Pull every line holding the word "been" out of the data and copy it.
━━━
PR #3373, opened 2016-04-22
Unset env vars behavior in 'run' mirroring engine

### LINKED ISSUE #3343: Passing host env var to run results in None value within container
If you `run` a container and pass an env var from the host just like you'd do with `docker run -e ENV_VAR` the env var gets set to `None` inside the container that's started.
Example commands:
```
export ENV_VAR='foo`
docker-compose run -e ENV_VAR <servicename>
```

IMHO the expected behaviour is that it works the same as [`docker run`](https://docs.docker.com/engine/reference/run/#env-environment-variables), i.e. if you only pass the host's env var name it's value should be set inside the container.

I couldn't find an issue or PR for this, but it's difficult to search for `env var` and `run`, so I might have missed it.
This is somewhat related to #363

shin-:
Unset env vars passed to `run` via command line options take the value of the system's var with the same name.

Fixes #3343

### DIFF
--- a/compose/cli/main.py
+++ b/compose/cli/main.py
@@ -821,7 +821,9 @@ def build_container_options(options, detach, command):
     }
 
     if options['-e']:
-        container_options['environment'] = parse_environment(options['-e'])
+        container_options['environment'] = Environment.from_command_line(
+            parse_environment(options['-e'])
+        )
 
     if options['--entrypoint']:
         container_options['entrypoint'] = options.get('--entrypoint')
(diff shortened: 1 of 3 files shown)


shin-:
I've been trying to fix the test in python 3 but to no avail. No idea why I can't get any output.

dnephin:
LGTM when build is green.

I put this into 1.8.0, but I guess it could go into 1.7.1 as well, if we want

aanand:
Superseded by https://github.com/docker/compose/pull/3670

PR #3376, opened 2016-04-25
Support SOCKS proxy from HTTP[S]_PROXY env vars

brettdh:
Currently, this has to be done by monkey-patching `socket.socket`,
using the [PySocks](https://github.com/Anorov/PySocks) library to create a replacement that checks for
`ALL_PROXY` and routes connections through the proxy if present.

The hopefully-soon release of [Requests 2.10.0](https://github.com/kennethreitz/requests/pull/2953) with [this
update](https://github.com/shazow/urllib3/pull/762) to [urllib3](https://github.com/shazow/urllib3/blob/master/CHANGES.rst#114-2015-12-29) (assuming its adoption in
docker-py), should make this unnecessary, but I'm not sure a) what's
been keeping that from happening; or b) whether docker-compose would
be able to quickly adopt the brand-new version of Requests (it's
currently a few minor versions behind), so this seems a reasonable
stopgap.


brettdh:
Requests 2.10.0 is out now, so I'm going to test this soon with the version bump (and minus the monkey patch) to see if we can just bump the version instead.

brettdh:
Tested successfully without the monkeypatching. WFM with requests[socks]>=2.10.0

brettdh:
\*facepalm\*

Sorry for the Gordon noise; thought clicking "Update branch" would prompt me before doing silly things like adding an unsigned merge commit. Resolving with a force push shortly.

shin-:
Closing via #4990

PR #3384, opened 2016-04-26
Support combination of shorthand flag and equal sign for host option

### LINKED ISSUE #3264: Add standard Docker CLI flags for remote Daemon config?
It'd be pretty nice to be able to run commands like you can with the regular docker client, so I don't have to always inject stuff into the shell environment. For example:

    $ docker-compose $(docker-machine config default) up -d web

shin-:
Fixes #3264


dnephin:
Is there no way to fix this by changing the docopt doc?

Something like `--host=HOST` ?

Issue #3381, opened 2016-04-26
".env" file not read relative to docker-compose.yml file


andrerom:
[global/default ".env" file](https://docs.docker.com/compose/env-file/) is a great feature, allowing to set defaults for env variables without hardcoding reference to it inside each and every service definition using `env_file`, or having to wrap docker-compose in script to accomplish this.

However it does not seem to take folder of `docker-compose.yml` file into account, as implied by the doc:
> Compose supports declaring default environment variables in an environment file named .env, *and placed in the same folder as your compose file*.

#### Example:
```
docker-compose --verbose -f bin/.docker/docker-compose.yml up -d --no-recreate
compose.config.config.find: Using configuration files: ./bin/.docker/docker-compose.yml
WARNING: compose.config.environment.__getitem__: The DATABASE_USER variable is not set. Defaulting to a blank string.
WARNING: compose.config.environment.__getitem__: The DATABASE_PASSWORD variable is not set. Defaulting to a blank string.
WARNING: compose.config.environment.__getitem__: The DATABASE_NAME variable is not set. Defaulting to a blank string.
docker.auth.auth.load_config: File doesn't exist
compose.cli.command.get_client: docker-compose version 1.7.0, build 0d7bf73
```

### Suggested behavior
Maybe it should look for it in following order *(all before loading any docker-compose.yml files)*: 
- `pwd` *(execution folder)*
- folder of 1st docker-compose.yml
- [ ... ]

This would allow dev envimrnets to override prod env in example below with `.env` file in `dev/` folder:
```bash
 export COMPOSE_FILE="docker-compose.yml:dev/docker-compose.yml"
docker-compose up -d --no-recreate
```

andrerom:
Discussions with @dnephin revealed that this is most likely a doc issue, as it also allows setting `COMPOSE_FILE` implying it by design can only be taken from current working directory.

dnephin:
#2594 would provide one way to set the directory which contains the `.env` file

andrerom:
True, I was about to suggest a flag to override which env to use, but this would solve it as well.

cinemast:
In my opinion, changing the documentation does nit fix this issue. If you are combining multiple containers with the `-f` option, there is no way to use their local .env files.

Beside that, the documentation at https://docs.docker.com/compose/compose-file/ still promotes a different (and in my opinion more useful) behavior.

mdebord1:
[...]

PR #3399, opened 2016-04-29
Adds additional validation to 'env_vars_from_file'.

yorkedork:
The 'env_file' directive and feature precludes the use of the name '.env' in the path shared with 'docker-config.yml', regardless of whether or not it is enabled (or desired).

This change adds an additional validation to allow the use of this path provided it is not a file.

A real-world example: by convention, a project I contribute to generates a virtualenv at project-level named '.env'. The presence of this path results in immediate failure of a docker-compose invocation.

To address this issue more generally (and to cover more use cases), I would suggest that this implicit path '.env', relative to the current working directory (see #3381), be configurable, e.g.:

```
    @classmethod
    def from_env_file(cls, base_dir):
        def _initialize():
            result = cls()
            if base_dir is None:
                return result
-             env_file_path = os.path.join(base_dir, '.env')
+             env_file_path = os.path.join(base_dir, ENV_FILE_PATH)
            try:
                return cls(env_vars_from_file(env_file_path))
            except ConfigurationError:
                pass
            return result
        instance = _initialize()
        instance.update(os.environ)
        return instance
```

and see no reason why it should be hard-coded.

### DIFF
--- a/compose/config/environment.py
+++ b/compose/config/environment.py
@@ -28,6 +28,8 @@ def env_vars_from_file(filename):
     """
     if not os.path.exists(filename):
         raise ConfigurationError("Couldn't find env file: %s" % filename)
+    elif not os.path.isfile(filename):
+        raise ConfigurationError("%s is not a file." % (filename))
     env = {}
     for line in codecs.open(filename, 'r', 'utf-8'):
         line = line.strip()


andrefreitas:
+1 for this, a lot of people use virtualenv in .env path. I was making a PR for the same purpose.

shin-:
Thanks! LGTM.

ykifle:
+1 Always love it when I find an problem and then find that someone has already made a PR to fix it.

dnephin:
LGTM

PR #3548, opened 2016-06-03
fix serialize restart spec with null string

realityone:
Signed-off-by: realityone <realityone@me.com>

Compose will meet an unexpected error when `restart` field is a null string, but it is valid in docker. 
~~so I think it should add a default value in `parse_restart_spec` function.~~

Here is the error info:

```
[realityone@rEimu ~/Downloads]$ cat docker-compose.yml 
restart-null:
  image: busybox
  restart: ''

[realityone@rEimu ~/Downloads]$ docker-compose -f docker-compose.yml config
  File "compose/cli/main.py", line 58, in main
  File "compose/cli/main.py", line 103, in perform_command
  File "compose/cli/main.py", line 242, in config
  File "compose/config/serialize.py", line 24, in serialize_config
  File "compose/config/serialize.py", line 49, in denormalize_service_dict
  File "compose/config/types.py", line 95, in serialize_restart_spec
TypeError: 'NoneType' object has no attribute '__getitem__'
docker-compose returned -1
[realityone@rEimu ~/Downloads]$ 
```

### DIFF
--- a/compose/cli/docker_client.py
+++ b/compose/cli/docker_client.py
@@ -45,10 +45,6 @@ def docker_client(environment, version=None, tls_config=None, host=None,
     Returns a docker-py client configured using environment variables
     according to the same logic as the official Docker client.
     """
-    if 'DOCKER_CLIENT_TIMEOUT' in environment:
-        log.warn("The DOCKER_CLIENT_TIMEOUT environment variable is deprecated.  "
-                 "Please use COMPOSE_HTTP_TIMEOUT instead.")
-
     try:
         kwargs = kwargs_from_env(environment=environment, ssl_version=tls_version)
     except TLSParameterError:
--- a/compose/cli/errors.py
+++ b/compose/cli/errors.py
@@ -13,7 +13,6 @@ from requests.exceptions import SSLError
 from requests.packages.urllib3.exceptions import ReadTimeoutError
 
 from ..const import API_VERSION_TO_ENGINE_VERSION
-from ..const import HTTP_TIMEOUT
 from .utils import call_silently
 from .utils import is_docker_for_mac_installed
 from .utils import is_mac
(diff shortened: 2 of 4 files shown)


dnephin:
I think we should probably fix this by changing `serialize_restart_spec()` instead of setting this default during parse.

realityone:
@dnephin
Thanks for advice, fix this in `serialize_restart_spec()` is more reasonable.

realityone:
CI failed. It seems like docker's incompatible API `/networks` return `null` instead of `[]`.

compose/config/types.py
```diff
@@ -92,6 +92,8 @@ def parse_restart_spec(restart_config):
 
 
 def serialize_restart_spec(restart_spec):
+    if not restart_spec:
+        return ''
```
dnephin: Hmm, I was thinking this would be `None`, I'm not sure if this works just as well.

realityone: Actually it can't be `None`, because we specified `"restart": {"type": "string"},` in `compose_schema_v*.json`, if we return `None` here, the `docker-compose config` command will output an invalid restart field.

```
(develop)[realityone@rEimu ~/compose]$ bin/docker-compose -f tests/fixtures/restart/docker-compose.yml config
networks: {}
services:
  always:
    image: busybox
    restart: always
  never:
    image: busybox
    restart: 'no'
  never-with-null:
    image: busybox
    restart: null
  on-failure:
    image: busybox
    restart: on-failure
  on-failure-5:
    image: busybox
    restart: on-failure:5
version: '2.0'
volumes: {}

(develop)[realityone@rEimu ~/compose]$ bin/docker-compose -f tests/fixtures/restart/docker-compose.yml config | bin/docker-compose -f - config
ERROR: The Compose file is invalid because:
services.never-with-null.restart contains an invalid type, it should be a string
```

dnephin: ok, great, thanks for confirming.

dnephin:
LGTM

PR #3559, opened 2016-06-07
Added bundler gem path as a volume to documentation 

madwire:
By adding the volume, the developer doesn’t need to install every single gem every time they want to add an extra dependency. It just makes the development process smoother.


shin-:
Closing as docs have moved.

If you haven't already, feel free to resubmit the PR to https://github.com/docker/docker.github.io

Thank you!

Issue #3525, opened 2016-05-28
Missing dependency on Ubuntu 16.04


dooman87:
I used original docker instruction (https://docs.docker.com/engine/installation/linux/ubuntulinux/) to install docker on ubuntu 16.04 that was created in GCP. It worked like a charm and manual is really great! 

However, docker compose didn't work out of the box:

```
:~$ docker-compose --version
Traceback (most recent call last):
  File "/usr/bin/docker-compose", line 9, in <module>
    load_entry_point('docker-compose==1.5.2', 'console_scripts', 'docker-compose')()
  File "/usr/lib/python2.7/dist-packages/pkg_resources/__init__.py", line 542, in load_entry_point
    return get_distribution(dist).load_entry_point(group, name)
  File "/usr/lib/python2.7/dist-packages/pkg_resources/__init__.py", line 2569, in load_entry_point
    return ep.load()
  File "/usr/lib/python2.7/dist-packages/pkg_resources/__init__.py", line 2229, in load
    return self.resolve()
  File "/usr/lib/python2.7/dist-packages/pkg_resources/__init__.py", line 2235, in resolve
    module = __import__(self.module_name, fromlist=['__name__'], level=0)
  File "/usr/lib/python2.7/dist-packages/compose/cli/main.py", line 11, in <module>
    from docker.errors import APIError
  File "/usr/lib/python2.7/dist-packages/docker/__init__.py", line 20, in <module>
    from .client import Client, AutoVersionClient, from_env # flake8: noqa
  File "/usr/lib/python2.7/dist-packages/docker/client.py", line 25, in <module>
    from . import api
  File "/usr/lib/python2.7/dist-packages/docker/api/__init__.py", line 2, in <module>
    from .build import BuildApiMixin
  File "/usr/lib/python2.7/dist-packages/docker/api/build.py", line 9, in <module>
    from .. import utils
  File "/usr/lib/python2.7/dist-packages/docker/utils/__init__.py", line 1, in <module>
    from .utils import (
  File "/usr/lib/python2.7/dist-packages/docker/utils/utils.py", line 33, in <module>
    from .. import tls
  File "/usr/lib/python2.7/dist-packages/docker/tls.py", line 5, in <module>
    from .ssladapter import ssladapter
  File "/usr/lib/python2.7/dist-packages/docker/ssladapter/__init__.py", line 1, in <module>
    from .ssladapter import SSLAdapter # flake8: noqa
[...]

PR #3566, opened 2016-06-08
Missing dependency on Ubuntu 16.04 #3525

dooman87:
* Updated install instruction.

### DIFF
--- a/docs/install.md
+++ b/docs/install.md
@@ -51,6 +51,11 @@ which the release page specifies, in your terminal.
 6.  Optionally, install [command completion](completion.md) for the
 `bash` and `zsh` shell.
 
+     > Note: On Ubuntu 16.04 you also need to install python-ipaddress package:
+     ```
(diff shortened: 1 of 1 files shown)


dnephin:
I don't think this is correct. If you're using the binary install you shouldn't need to install any other packages.

kevinrood:
@dooman87 thank you for this update. I can confirm this helped me work around my setup issue on Ubuntu 16.04.

dooman87:
@dnephin Sorry, what you mean by "shouldn't need to install any other packages"? In the documentation the first step is to install docker-engine which will install python and other packages. However, you still need to install that additional package on Ubuntu 16.04.

dnephin:
I think the problem might be that our requirements.txt is not correct anymore, I'll submit a PR to fix that.

Are you install Compose by curling the binary, or are you using pip to install it?

dooman87:
I used curl.

Cheers,
Dmitry

PR #3572, opened 2016-06-09
Allowing rm option to stop containers, if required, before removing

rawkode:


rawkode:
No idea what happened to this. Closing!

Issue #3576, opened 2016-06-10
1.8.dev0 today: not using str argument to rstrip()


sanmai-NL:
`readline` method returns a `str`.
With CPython 3.5.1
@ https://github.com/docker/compose/tree/e502417df28e689d07006eb6e7a7e29729ddda82
```
Traceback (most recent call last):
  File "/opt/venvs/docker-compose/bin/docker-compose", line 9, in <module>
    load_entry_point('docker-compose==1.8.0.dev0', 'console_scripts', 'docker-compose')()
  File "/opt/venvs/docker-compose/lib64/python3.5/site-packages/compose/cli/main.py", line 58, in main
    command()
  File "/opt/venvs/docker-compose/lib64/python3.5/site-packages/compose/cli/main.py", line 109, in perform_command
    handler(command, command_options)
  File "/opt/venvs/docker-compose/lib64/python3.5/site-packages/compose/cli/main.py", line 553, in rm
    or yesno("Are you sure? [yN] ", default=False):
  File "/opt/venvs/docker-compose/lib64/python3.5/site-packages/compose/cli/utils.py", line 33, in yesno
    answer = input(prompt).strip().lower()
  File "/opt/venvs/docker-compose/lib64/python3.5/site-packages/compose/cli/utils.py", line 52, in input
    return sys.stdin.readline().rstrip(b'\n')
TypeError: rstrip arg must be None or str
```
Will submit PR for it.

sanmai-NL:
The offending code:
```py
def input(prompt):
    """
    Version of input (raw_input in Python 2) which forces a flush of sys.stdout
    to avoid problems where the prompt fails to appear due to line buffering
    """
    sys.stdout.write(prompt)
    sys.stdout.flush()
    return sys.stdin.readline().rstrip(b'\n')
```
Wouldn't disabling stdout buffering altogether using this CPython CLI option (with 3.5.1 and earlier versions): 
```
  -u     Force the binary I/O layers of stdout and stderr to be unbuffered.  stdin is always buffered.  The text I/O layer will still be line-buffered.
```
address the original issue adequately? I'm not aware of other use of standard output. 
By the way, I think standard error should be used for non-parsable output.

shin-:
Closing via #3577 - thanks!

PR #3577, opened 2016-06-10
Fix byte/str typing error

sanmai-NL:
See #3576.

### DIFF
--- a/compose/cli/utils.py
+++ b/compose/cli/utils.py
@@ -49,7 +49,7 @@ def input(prompt):
     """
     sys.stdout.write(prompt)
     sys.stdout.flush()
-    return sys.stdin.readline().rstrip(b'\n')
+    return sys.stdin.readline().rstrip('\n')
 
 
 def call_silently(*args, **kwargs):


shin-:
Thanks! Change LGTM.
@aanand WDYT?

aanand:
Will this break on Python 2?

shin-:
In Python 2, `b'...'` and `'...'` are one and the same, right?

aanand:
Usually, but we've got a `from __future__ import unicode_literals` at the top, so it'll be a Unicode string in both Python versions.

shin-:
Ah, good point.
I just tested it in ipython and it seems to work fine either way.
Python 2:
```python
In [3]: sys.stdin.readline().rstrip('\n')
hello
Out[3]: 'hello'

In [4]: sys.stdin.readline().rstrip(u'\n')
hello
Out[4]: u'hello'
```

Python 3:
```python
In [3]: sys.stdin.readline().rstrip(b'\n')
hello
---------------------------------------------------------------------------
TypeError                                 Traceback (most recent call last)
<ipython-input-3-cefaff8b347e> in <module>()
----> 1 sys.stdin.readline().rstrip(b'\n')

TypeError: rstrip arg must be None or str

In [5]: sys.stdin.readline().rstrip(u'\n')
hello
Out[5]: 'hello'
```

Python 2 with `unicode_literals`:
```
In [1]: from __future__ import unicode_literals

In [2]: import sys

In [3]: sys.stdin.readline().rstrip('\n')
hi
Out[3]: u'hi'
```

aanand:
Great. LGTM

PR #3579, opened 2016-06-10
Do not assign `None` to name for exceptions

sanmai-NL:


shin-:
I'm not sure what this is supposed to accomplish?

sanmai-NL:
PyLint complains about this, the alternative style is more flexible.

PR #3580, opened 2016-06-10
Add a minimal Pylint pre-commit hook

sanmai-NL:


sanmai-NL:
Can you review?

shin-:
We're already checking the code against flake8, so this seems redundant / pedantic.

PR #3589, opened 2016-06-14
Added support for oom_score_adj

### LINKED ISSUE #3565: Add support for "oom_score_adj" in manifest file
Docker (as of 1.10.0) supports a flag [`--oom-score-adj`](https://github.com/docker/docker/pull/16277), which allows adjustment of the oom-killer scoring for a container. This is useful because it allows you to protect your service from the oom-killer, or at least give it an idea of the priority of your containers so that it doesn't go wild and kill the important ones first.

I didn't see any documentation about how to wire this flag into a Compose manifest in the [reference docs](https://docs.docker.com/compose/compose-file/), nor did I find anything in the github issues/pr tracker by searching for "oom", so I assume it's unimplemented.

I'm down make a PR to wire up this flag, but first wanted to raise the issue first in case there was something I missed or if there was a reason it wasn't there.

Knetic:
Does what it says on the tin. 

Should close #3565.

### DIFF
--- a/compose/config/config.py
+++ b/compose/config/config.py
@@ -70,6 +70,7 @@ DOCKER_CONFIG_KEYS = [
     'mem_limit',
     'memswap_limit',
     'net',
+    'oom_score_adj'
     'pid',
     'ports',
     'privileged',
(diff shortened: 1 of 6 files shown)


Knetic:
Forgot to sign commit. Cancelling to fix.

PR #3601, opened 2016-06-14
Warn on missing digests, don't push/pull by default

aanand:
Safer default behaviour. Added a `--fetch-digests` flag to `bundle` to automatically push/pull.

```console
$ docker-compose bundle
ERROR: Some images are missing digests.

The following images need to be pushed:

    aanand/counter

The following images need to be pulled:

    redis

If this is OK, run `docker-compose bundle --fetch-digests`.

```

### DIFF
--- a/compose/bundle.py
+++ b/compose/bundle.py
@@ -40,6 +40,22 @@ SUPPORTED_KEYS = {
 VERSION = '0.1'
 
 
+class NeedsPush(Exception):
+    def __init__(self, image_name):
+        self.image_name = image_name
+
+
+class NeedsPull(Exception):
+    def __init__(self, image_name):
+        self.image_name = image_name
+
+
+class MissingDigests(Exception):
+    def __init__(self, needs_push, needs_pull):
+        self.needs_push = needs_push
+        self.needs_pull = needs_pull
+
+
 def serialize_bundle(config, image_digests):
     if config.networks:
         log.warn("Unsupported top level key 'networks' - ignoring")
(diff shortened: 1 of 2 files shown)


compose/cli/main.py
```diff
@@ -235,7 +241,26 @@ def bundle(self, config_options, options):
...
+
+                if e.needs_push:
+                    paras += ["The following images need to be pushed:", list_images(e.needs_push)]
+
+                if e.needs_pull:
+                    paras += ["The following images need to be pulled:", list_images(e.needs_pull)]
+
+                paras.append("If this is OK, run `docker-compose bundle --fetch-digests`.")
+
+                raise UserError("\n\n".join(paras))
```
dnephin: Minor nit, the context only needs to be around the `get_image_digests()` line not the entire block

compose/bundle.py
```diff
@@ -108,12 +143,15 @@ def get_image_digest(service):
...
         raise ValueError("Failed to get digest for %s" % service.name)
 
+    repo = parse_repository_tag(service.options['image'])[0]
     identifier = '{repo}@{digest}'.format(repo=repo, digest=digest)
 
     # Pull by digest so that image['RepoDigests'] is populated for next time
     # and we don't have to pull/push again
     service.client.pull(identifier)
 
+    log.info("Stored digest for {}".format(service.image_name))
```
dnephin: This extra pull isn't going to be necessary if we get https://github.com/docker/docker/pull/23503 into 1.12.

I wonder if we should remove it now (along with this info message).

dnephin:
Making pull optional makes sense to me, especially if we get https://github.com/docker/docker/pull/23503 into 1.12.

Making push conditional doesn't make as much sense. You're almost always going to need to push, it's the common path, and making it non-default seems strange.

compose/bundle.py
aanand: It'll still be necessary on pre-1.12 engines (although said engines don't support bundles, so that's arguably a minority case).

aanand:
It's simply that `push` is a destructive operation that could potentially affect other people, so I feel it doesn't hurt to be careful about it.

compose/bundle.py
dnephin: Ok, let's keep it for now.

dnephin:
That's fair, LGTM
━━━
_Response box_
I've been trying to fix the test in python 3 but to no avail. No idea why I can't get any output.
been keeping that from happening; or b) whether docker-compose would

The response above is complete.